Monday, September 29, 2014

Never Too Late to Write

Reprinted from an article published in Coastlines, Summer, 2014

My novel, What Came Before, took more than twelve years to write.
I’m not bragging about that. The book is only 242 pages long and it’s not a deep philosophical treatise on man’s inhumanity to man. There are no white whales, no Dublin boarding houses, no Madeleines, so why did it take me so long?

Well, life got in the way.

My dream of becoming a writer began in childhood. My mother read me the Bobbsey Twins, and my dad introduced me to the dauntless Nancy Drew. After devouring Little Women, I knew I had to be a writer, just like Jo. I drew pictures of books, my books, with enticing titles along the spines, my name just below. At 12, I scribbled a “novel” in purple ink about the Twellington twins and their nine siblings.

I was surprised in high school to find out that my Creative Writing teacher had entered one of my short stories in the Atlantic Monthly High School Writing Contest and more surprised when I won second place. “Collision,” I thought, was just the beginning.

After graduating with a B.A. from UCSB in 1970 and getting a Masters’ Degree in English at Long Beach State in 1971, I found myself in need of a career—or at least a job. I had to support myself, but I was certain I could dig up the “spare time” to write. As a kid of the 50s and 60s, I thought time grew like fat plums waiting to be plucked, but as a full-time worker bee, I couldn’t find the tree, let alone the fruit. Still I thought, one day, some day.

Now I realize I had to live my life before I could write. When I look back, I can identify those moments of learning that gave me the confidence and know-how to put words on paper.

As a trainee in a department store executive training program, I learned that the Junior Department in Del Amo was only a small segment of huge enterprise. Behind the selling floors, the dressing rooms, and the customers was a complex operation spread over 40+ stores as well as a blocks-long system of offices and warehouses. In the beginning I vaguely understood the size and shape of the company, but not its intricacies, how it actually functioned. Later, as a writer, this experience helped me understand that behind a basic storyline, there is structure, a way of doing things, a way of controlling results.

As a Gap store manager, my job was about people—customers and employees. I understood something about human nature, but not enough. My first lesson came before I was even hired. The company gave all new employees an “honesty” test. It seemed obvious to me that anyone could pass whether they were honest or not, so I asked the man who hired me if anyone ever failed. His answer?

Yes, they did. A high percentage. This surprised me and forced me to become more aware of how very different we are from each other. Later, as a district manager, when I had to figure out how to foster top performances in others, I developed more insights into what motivates and what discourages people. Strong characters in good stories have to want something. What pulls the reader along is how those characters respond to the obstacles put between them and their desires.

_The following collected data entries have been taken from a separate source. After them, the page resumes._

PR #1552, opened 2016-04-15
functional: support testing multiple units

dongsupark:
Make ``TestUnit{Submit,Load,Start}()`` capable of testing multiple units. After launching multiple units for activation, they become deactivated via correspondent commands: ``"submit"`` and ``"destroy"``, ``"load"`` and ``"unload"``, ``"start"`` and ``"stop"`` are coupled respectively. These are based on a common function ``doMultipleUnitsCmd()`` to be used by different tests.

This PR depends on #1544.


dongsupark:
Oops, a wrong branch name. Closed #1552 in favor of #1553.

PR #517, opened 2023-02-15
Add script to locally build TuxSuite configurations

nathanchance:
Sometimes, it may be desirable to perform the same set of builds that
TuxSuite does locally, such as validating that a local tree does not
have any problems.

TuxMake is the backend of TuxSuite and it is written in Python, so we
can import it, parse the TuxSuite YAML files ourselves, then offload all
the builds onto TuxMake.

Add `scripts/build-local.py` to take care of this and add a note of it in the
tuxsuite configurations.


scripts/build-local.py
```diff
@@ -0,0 +1,165 @@
...
+        "tuxmake requires either podman or docker for versioned toolchains but neither could be found on your system!"
+    )
+
+# Combine all jobs into one object for easy iteration
+jobs = {}
+for file_str in args.files:
+    with open(file_str, encoding='utf-8') as file:
+        config = yaml.safe_load(file)
+
+    current_jobs = config['jobs']
```
nickdesaulniers, line 86: `current_jobs` is unused.

scripts/build-local.py
```diff
@@ -0,0 +1,165 @@
...
+        toolchain = build['toolchain']
+
+        cfg_str = '+'.join(kconfig) if isinstance(kconfig, list) else kconfig
+        print(f"I: Building {target_arch} {cfg_str} ({toolchain})... ",
+              end='\n' if args.verbose else '',
+              flush=True)
+
+        if build_dir.exists():
+            shutil.rmtree(build_dir)
+        build_dir.mkdir(exist_ok=True, parents=True)
```
nickdesaulniers, line 122: probably don't need `exist_ok=True` anymore? If it existed, it would have been removed on the line above.  Though perhaps TOCTOU is a concern between the two statements?

scripts/build-local.py
```diff
@@ -0,0 +1,165 @@
...
+                                     output_dir=specific_output_dir,
+                                     quiet=(not args.verbose),
+                                     runtime=runtime,
+                                     tree=tree,
+                                     **build)
+        passed = True
+        for info in result.status.values():
+            passed &= info.passed
+
+        if passed:
```
nickdesaulniers, line 158: I bet you could use `all` here.

```python
if all(info.passed for info in result.status.values):
```

generate_tuxsuite.py
```diff
@@ -36,8 +36,18 @@ def emit_tuxsuite_yml(config, tree, llvm_version):
...
         print("# Invoke tuxsuite via:")
+        patches_flag = patch_series_flag(tree)
         print(
-            f"# $ tuxsuite plan --git-repo {repo} --git-ref {ref} --job-name defconfigs --json-out builds.json {patch_series_flag(tree)}{tuxsuite_yml}"
+            f"# $ tuxsuite plan --git-repo {repo} --git-ref {ref} --job-name defconfigs --json-out builds.json {patches_flag}{tuxsuite_yml}"
+        )
+        print("# Invoke locally via:")
+        print(f"# $ git clone -b {ref} --depth=1 {repo} linux")
+        if patches_flag:
+            patches_folder = patches_flag.strip().rsplit(' ', 1)[-1]
```
nickdesaulniers, line 46: Mind adding a comment along the lines of:

```python
# Input: foo bar baz
# Output: foobarbaz
```

It's hard for me to imagine what these string operations are doing.

nickdesaulniers (commented):
This is a really cool idea. I love how it includes a comment on how to repro locally. Very very nice! 🐂 🪵

scripts/build-local.py
nathanchance: 38b6ca77caa22c260704538979317f7a3cb016b9

scripts/build-local.py
nathanchance: Yeah, this was paranoia over `shutil.rmtree()` failing but I did not specify `ignore_errors=True` for that call so if it fails, an exception will be raised. I think I will just remove the `exist_ok=True` from the `mkdir()` call. Alternatively, I could do:

```
shutil.rmtree(build_dir, ignore_errors=True)
build_dir.mkdir(exist_ok=True, parents=True)
```

but I think removing `exist_ok=True` is a bit better. Done: e3a1493447355709daeb9bae4f34c9987a40446b

scripts/build-local.py
nathanchance: Thanks, that looks much better! 4cb798b007df22ce470547e58824029f1e73cacf

generate_tuxsuite.py
nathanchance: Sure thing: 849dfd4916a92d2d2281bb5682b1348f4605fc67

generate_tuxsuite.py
```diff
@@ -43,6 +43,8 @@ def emit_tuxsuite_yml(config, tree, llvm_version):
         print("# Invoke locally via:")
         print(f"# $ git clone -b {ref} --depth=1 {repo} linux")
         if patches_flag:
+            # Input: '--patch-series ... '
+            # Output: '...'
             patches_folder = patches_flag.strip().rsplit(' ', 1)[-1]
```
nickdesaulniers, line 48: does
```diff
-patches_folder = patches_flag.strip().rsplit(' ', 1)[-1]
+patches_folder = patches_flag.split(' ')[1]
```
work here?

nathanchance: Sure, I do not see why not, I can change it to that if you prefer.

nickdesaulniers: yes please

nathanchance: Done: e58a2daf8e53386c418025da7ac1c8ad7be6b9e6

nickdesaulniers (approved):
looks great, nice work! :arrow_lower_left: :eight:

nathanchance:
Thanks a lot for the review as always!

Issue #308, opened 2022-02-17
front end caching


nickdesaulniers:
- [ ] can we propagate info between builds?
  - [ ] propagate HEAD shas for the kernel tree
  - [ ] propagate HEAD shas or version in for LLVM (maybe hardcode for released versions)
  - [ ] propagate prior run build status (red/green)
- [ ] at the start of a workflow, refetch SHAs
- [ ] if no change to SHAs, set exit status to prior build status
- [ ] rewrite latest SHAs for propagation

nathanchance:
> can we propagate info between builds?

I think so. There are plenty of actions that will automatically commit to the repository:

https://github.com/devops-infra/action-commit-push
https://github.com/stefanzweifel/git-auto-commit-action
https://github.com/EndBug/add-and-commit

I do not see a way to do this without committing to the repository, we cannot access artifacts across runs (["Note: You can only download artifacts in a workflow that were uploaded during the same workflow run."](https://docs.github.com/en/actions/using-workflows/storing-workflow-data-as-artifacts#downloading-artifacts-during-a-workflow-run)) and I do not think we can write environment variables (at least, I have not found a way to in their documentation).

We could potentially write JSON or YAML with the compiler version, kernel version, and build status from the previous run then parse that when a new run starts.

Some initial thoughts:

* Will we run into issues where multiple workflows attempt to update their status files at the same time (`git push` will fail)? We could potentially run `git pull -r` before pushing? It looks like the last action I linked above has support for this.
* To get the current compiler version, we will need to use the TuxMake container, like we do in [`clang-version.yml`](https://github.com/ClangBuiltLinux/continuous-integration2/blob/15409e8d48ebe49e6908f406272a51c0988c2acc/.github/workflows/clang-version.yml).
* `git ls-remote <REPO> <BRANCH> | awk '{print $1}'` to get latest SHA without cloning:
  ```
  $ git ls-remote https://git.kernel.org/pub/scm/linux/kernel/git/stable/linux.git linux-4.9.y | awk '{print $1}'
  9279031d74f8fe8760ce32ac527bc4658b578926
  ```

nathanchance:
Talking with @kees about this during our weekly meeting, we think this is doable by giving every workflow file its own branch and information file, which eliminates the concern I had over multiple workflows updating one branch.

Rough idea for a `do-we-need-to-run.py` (or whatever we want to do):
- Does the workflow's branch exist in the repository?
[...]

PR #519, opened 2023-02-22
Add ruff.toml and clean up warnings

nathanchance:
[`ruff`](https://github.com/charliermarsh/ruff) is a fast Python linter written in Rust. Add a `ruff.toml` file to turn on several classes of warnings that are useful and fix them up.

PR #522, opened 2023-02-26
Initial stab at front end cache checks

nathanchance:
NOTE: This is currently based on #519 for ease of development, I will rebase this on main once that PR is merged.

There are times where neither the kernel revision nor the compiler have
changed since the last run, which means there is little point running the
build because it is unlikely anything would change (except due to
flakiness with GitHub Actions, more on that later). While tuxsuite does
have compiler caching enabled, it still relies on spinning up all the
build machines, letting the cache work, then firing off the boot tests,
which can be expensive.

By caching the compiler string and the kernel revision, it is possible
to avoid even spinning up the tuxsuite jobs if nothing has changed.
`should_run.py` takes care of this by exiting:

    * 0 if the build should run (something changed or there was no
      previous results)
    * 1 for any internal assertion failure
    * 2 if nothing changed from the previous run

If there is any internal assertion failure, the cache step fails,
failing the whole workflow, so that those situations can be properly
dealt with. The script should never do this, but it is possible there
are things I have not considered happening yet.

To avoid contention with pushing and pulling, each `should_run.py` job
gets its own branch. While this will result in a lot of branches, they
should not cause too many issues because they will just contain the JSON
file with the last run info.

`should_run.py` does not try to account for flakiness on the GitHub
Actions or TuxSuite side, so it is possible that a previous build will
fail due to flakiness and not be retried on the next cron if nothing
changes since then. To attempt to account for a situation where we
re-run a known flaky build, the script gets out of the way when the
GitHub Actions event is `workflow_dispatch`, meaning a workflow was
manually run. Additionally, if the previous run was only flaky during
the QEMU boots (rather than during the TuxSuite stage), they can
generally just be re-run right away, since the kernels do not need to be
rebuilt. I do not think this will happen too often but if it does, we
can try to come up with a better heuristic.

Closes: https://github.com/ClangBuiltLinux/continuous-integration2/issues/308

### DIFF
--- a/.github/workflows/4.14-clang-13.yml
+++ b/.github/workflows/4.14-clang-13.yml
@@ -16,8 +16,32 @@ name: 4.14 (clang-13)
   workflow_dispatch: null
 permissions: read-all
 jobs:
+  cache_check_defconfigs:
+    name: cache check (defconfigs)
+    runs-on: ubuntu-latest
+    container: tuxmake/clang-13
+    outputs:
+      should_run: ${{ steps.should_run.outputs.should_run }}
+    permissions: write-all
+    steps:
+    - uses: actions/checkout@v3
+    - name: Should build run?
+      id: should_run
+      run: |
+        if python3 should_run.py || { ret=$?; ( exit $ret ) }; then
+          echo "should_run=true" >>$GITHUB_OUTPUT
+        else
+            case $ret in
+              2) echo "should_run=false" >>$GITHUB_OUTPUT ;;
+              *) exit 1 ;;
+            esac
+        fi
+      env:
+        GITHUB_TOKEN: ${{ secrets.GITHUB_TOKEN }}
   kick_tuxsuite_defconfigs:
     name: TuxSuite (defconfigs)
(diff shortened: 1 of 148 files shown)


nathanchance:
> We might be able to use `docker manifest inspect tuxmake/clang-nightly` to check whether the docker container has been updated.

Right, this would save us the pull to check the image. As we discussed, that might result in cache misses compared to the compiler version string, as `tuxmake` rebuilds the images monthly, meaning the digest will change even if the compiler version has not. I think that is okay for a potentially simpler implementation.

> If it has, we'll have to see if tuxmake is putting the same executable in docker (hopefully not).

If I am parsing this correctly, yes, I believe it is  possible that the digest of the image changes while the compiler does not (think old `apt.llvm.org` versions that are not seeing anymore updates).

We could use `docker manifest inspect` to see if the image has changed then pull the image and check its compiler if it has?

JustinStitt:
superseded by #664.

@nathanchance safe to close?

nathanchance:
Yup!

PR #523, opened 2023-02-27
Add script to print the number of builds done per week per workflow

nathanchance:


nickdesaulniers:
Mind pulling this out into its own tool? I think that would help us extend it in the future and keep it focused on just estimations.

nathanchance:
> Mind pulling this out into its own tool? I think that would help us extend it in the future and keep it focused on just estimations.

Done. Additionally, as requested, this relies on `generator.yml`, rather than the workflow files directly. As it turns out, I had a counting bug in the previous version where the `tuxsuite` jobs were getting counted as builds, so this avoids that.

Unfortunately, I cannot update the branch name without closing the pull request (I believe...), so I'll leave that be for now.

scripts/estimate-builds.py
```diff
@@ -0,0 +1,57 @@
...
+
+builds_per_tree = {}
+for tree in config['tree_schedules']:
+    tree_name = tree['name']
+    tree_llvm_ver = tree['llvm_version']
+
+    # Calculate the number of times that a workflow runs in a week based on its
+    # schedule
+    now = datetime.datetime.now(tz=datetime.timezone.utc)
+    week_from_now = now + datetime.timedelta(weeks=1)
```
nickdesaulniers, line 26: Loop invariant. Hoist this out of the `for` loop.

scripts/estimate-builds.py
```diff
@@ -0,0 +1,57 @@
...
+sys.path.insert(0, str(ci_root))
+# pylint: disable-next=wrong-import-position
+from utils import get_config_from_generator  # noqa: E402
+
+config = get_config_from_generator()
+
+builds_per_tree = {}
+for tree in config['tree_schedules']:
+    tree_name = tree['name']
+    tree_llvm_ver = tree['llvm_version']
```
nickdesaulniers, line 21: Sink these closer to their first use, or get rid of them; this loop uses a mix of local vars and dict access inconsistently.

scripts/estimate-builds.py
```diff
@@ -0,0 +1,57 @@
...
+    # schedule
+    now = datetime.datetime.now(tz=datetime.timezone.utc)
+    week_from_now = now + datetime.timedelta(weeks=1)
+    num_runs = len(
+        list(croniter.croniter_range(now, week_from_now, tree['schedule'])))
+
+    if tree_name not in builds_per_tree:
+        builds_per_tree[tree_name] = {'total': 0}
+    if tree_llvm_ver not in builds_per_tree[tree_name]:
+        builds_per_tree[tree_name][tree_llvm_ver] = 0
```
nickdesaulniers, line 33: I wonder if a `defaultdict` is more concise for these?
https://stackoverflow.com/a/9139961
It's nice when you have default values when a key does not exist.

scripts/estimate-builds.py
```diff
@@ -0,0 +1,57 @@
...
+
+print(
+    f"Total builds per week: {sum(item['total'] for item in builds_per_tree.values())}",
+)
+
+for item in sorted(builds_per_tree.items(),
+                   key=lambda x: x[1]['total'],
+                   reverse=True):
+    tree = item[0]
+    builds = item[1]
```
nickdesaulniers, line 50: This is a bit convoluted.

I wonder if we can use destructed assignment rather than define `item`? Can we avoid the `key` parameter?

scripts/estimate-builds.py
```diff
@@ -0,0 +1,57 @@
...
+
+    for build in config['builds']:
+        if tree['git_repo'] == build['git_repo'] and \
+           tree['git_ref'] == build['git_ref'] and \
+           tree_llvm_ver == build['llvm_version']:
+            builds_per_tree[tree_name]['total'] += num_runs
+            builds_per_tree[tree_name][tree_llvm_ver] += num_runs
+
+print(
+    f"Total builds per week: {sum(item['total'] for item in builds_per_tree.values())}",
```
nickdesaulniers, line 43: Can we disable the trailing comma lint here as well?

scripts/estimate-builds.py
nathanchance: Done:

scripts/estimate-builds.py
nickdesaulniers: > Can we avoid the key parameter?

Ah, this is sorting by total builds descending. Consider adding a comment.

scripts/estimate-builds.py
```diff
@@ -0,0 +1,58 @@
...
+                   reverse=True):
+    tree = item[0]
+    builds = item[1]
+
+    print(f"\n  - tree: {tree}")
+    print(f"    total: {builds['total']}")
+    print('    breakdown:')
+    del builds['total']
+    for k, v in builds.items():
+        print(f"    - clang-{k}: {v}")
```
nickdesaulniers, line 58: about more descriptive names like `clang_version` and `num_builds` rather than `k`, `v`?

scripts/estimate-builds.py
```diff
@@ -0,0 +1,58 @@
...
+for item in sorted(builds_per_tree.items(),
+                   key=lambda x: x[1]['total'],
+                   reverse=True):
+    tree = item[0]
+    builds = item[1]
+
+    print(f"\n  - tree: {tree}")
+    print(f"    total: {builds['total']}")
+    print('    breakdown:')
+    del builds['total']
```
nickdesaulniers, line 56: or only print if `k` is not `total`

scripts/estimate-builds.py
nickdesaulniers:
```diff
diff --git a/scripts/estimate-builds.py b/scripts/estimate-builds.py
index 973e92389c9a..a075022d7ed6 100755
--- a/scripts/estimate-builds.py
+++ b/scripts/estimate-builds.py
@@ -43,12 +43,9 @@ print(
     f"Total builds per week: {sum(item['total'] for item in builds_per_tree.values())}",
 )
 
-for item in sorted(builds_per_tree.items(),
+for tree, builds in sorted(builds_per_tree.items(),
                    key=lambda x: x[1]['total'],
                    reverse=True):
-    tree = item[0]
-    builds = item[1]
-
     print(f"\n  - tree: {tree}")
     print(f"    total: {builds['total']}")
     print('    breakdown:')
```

scripts/estimate-builds.py
```diff
@@ -0,0 +1,58 @@
...
+
+builds_per_tree = {}
+for tree in config['tree_schedules']:
+    tree_name = tree['name']
+    tree_llvm_ver = tree['llvm_version']
+
+    # Calculate the number of times that a workflow runs in a week based on its
+    # schedule
+    num_runs = len(
+        list(croniter.croniter_range(now, week_from_now, tree['schedule'])))
```
nickdesaulniers, line 29: Though we have many different builds, we only have a small number of schedules. Recomputing this number for each build is expensive. Consider throwing the result in a dict keyed on `tree['schedule']`.

scripts/estimate-builds.py
```diff
@@ -0,0 +1,58 @@
...
+
+import datetime
+from pathlib import Path
+import sys
+
+import croniter
+
+# Add the root of the repo to PYTHONPATH for utils
+ci_root = Path(__file__).resolve().parents[1]
+sys.path.insert(0, str(ci_root))
```
nickdesaulniers, line 12: Should this go into `get_config_from_generator`? I assume this would be nice to have for any other caller?

scripts/estimate-builds.py
nathanchance: Sorry, copy and paste from the old version that had that linting applied: c3234a6841f9c339387a511cee69400606ab24b3

scripts/estimate-builds.py
nathanchance: Sure: e89a021ac9d4b4f01ed7f747f66c43109606db15

I opted for variables when I need the value from the dictionary in more than one place.

scripts/estimate-builds.py
nathanchance: Yeah, I think that looks nicer: e500f351ecfae53c84cf87f6cae10388ef903f13

scripts/estimate-builds.py
nathanchance: Thanks, I swore I tried unpacking this and failed but I was probably just doing something wrong:

d409f9327545ccc13408cd59f8794d7e84758549
c26df715981ac8ae23db4075d11d50d9d8316de6

scripts/estimate-builds.py
nathanchance: Sure, no strong opinion: 86254acd84d9066561d486fe9de4d78a5c5d44f4

scripts/estimate-builds.py
nathanchance: Sure thing: 7cb9ead20e11e32e5a5b092fce6fe9e478d88a38

scripts/estimate-builds.py
nickdesaulniers: oh! Indeed not worth it!

scripts/estimate-builds.py
```diff
@@ -0,0 +1,52 @@
...
+for tree, builds in sorted(builds_per_tree.items(),
+                           key=lambda x: x[1]['total'],
+                           reverse=True):
+    print(f"\n  - tree: {tree}")
+    print(f"    total: {builds['total']}")
+    print('    breakdown:')
+    for clang_version, num_builds in builds.items():
+        if clang_version == 'total':
+            continue
+        print(f"    - clang-{clang_version}: {num_builds}")
```
nickdesaulniers, line 52:
```python
if clang_version != 'total':
  print(...)
```

scripts/estimate-builds.py
```diff
@@ -0,0 +1,52 @@
...
+    for build in config['builds']:
+        if tree['git_repo'] == build['git_repo'] and \
+           tree['git_ref'] == build['git_ref'] and \
+           tree_llvm_ver == build['llvm_version']:
+            builds_per_tree[tree_name]['total'] += num_runs
+            builds_per_tree[tree_name][tree_llvm_ver] += num_runs
+
+print(
+    f"Total builds per week: {sum(item['total'] for item in builds_per_tree.values())}"
+)
```
nickdesaulniers, line 40: does this no longer fit on one line?

nathanchance: No, `yapf` will force this because the line is over 80 characters. I could do this:

```diff
diff --git a/scripts/estimate-builds.py b/scripts/estimate-builds.py
index a545768..3ac188a 100755
--- a/scripts/estimate-builds.py
+++ b/scripts/estimate-builds.py
@@ -35,9 +35,8 @@ for tree in config['tree_schedules']:
             builds_per_tree[tree_name]['total'] += num_runs
             builds_per_tree[tree_name][tree_llvm_ver] += num_runs

-print(
-    f"Total builds per week: {sum(item['total'] for item in builds_per_tree.values())}"
-)
+total_builds = sum(item['total'] for item in builds_per_tree.values())
+print(f"Total builds per week: {total_builds}")

 # Sort the list of builds by total number of builds descending
 for tree, builds in sorted(builds_per_tree.items(),
```

or perhaps we bump the line length to 100 like the kernel, it is not like we do not have the screen real estate nowadays but that is obviously a larger change for the whole repo. Up to you.

scripts/estimate-builds.py
nathanchance: Thanks, fixed: 4334205a69a025523c713beb0c4f192d33a39f4a

scripts/estimate-builds.py
nickdesaulniers: I prefer that diff, please apply it.

nickdesaulniers (approved):
thanks for the nice script!

scripts/estimate-builds.py
nickdesaulniers: From profiling `python3 -m cProfile -s cumtime ./scripts/estimate-builds.py | less` it looks like runtime is dominated by parsing the generator `utils.py:9(get_config_from_generator)`.

scripts/estimate-builds.py
nathanchance: Done: 4dde30ae0a0be9bf5671d7fc6106c882fd610cff

nathanchance:
Thank you for the expert review as always! All the linters are happy locally so I am merging this without presubmit finishing.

Tupperware came next. Yep, I learned everything there is to know about eradicating mold from my refrigerator, but more importantly, this job forced me to rely on myself to get what I wanted. It taught me to rally to the task, to observe and imitate successful behaviors, to give encouragement as well as to accept it, and to think on my feet. Selling Tupperware made me feel something like a stand-up comedian—the more they laughed, the more I sold—and I became addicted to being “in the zone,” that feeling that comes when everything I do works. I had forgotten how that felt. I knew it was finally time to write. My first screenplay was called “Plastic Dreams,” about a man who seeks refuge in selling Tupperware.

I began to write screenplays, stories, random poems, and journal entries. I took extension classes, went to conferences and workshops. By the time my kids left home to chase their own dreams, I was beginning to understand what made good writing. I accepted that writing well doesn’t just happen, but that it comes with practice and study.

I am proudest of not giving up, of refusing to abandon my writing dream. Many of my pieces of both fiction and non-fiction have been published including sixty short stories, an eight-story collection about mothers and daughters called Pomegranate, a second collection almost completed, a novella serialized in Pure Slush’s 2014 project, and of course, my suspense novel, What Came Before. I’m 65 years old.  Thank goodness, it’s never too late.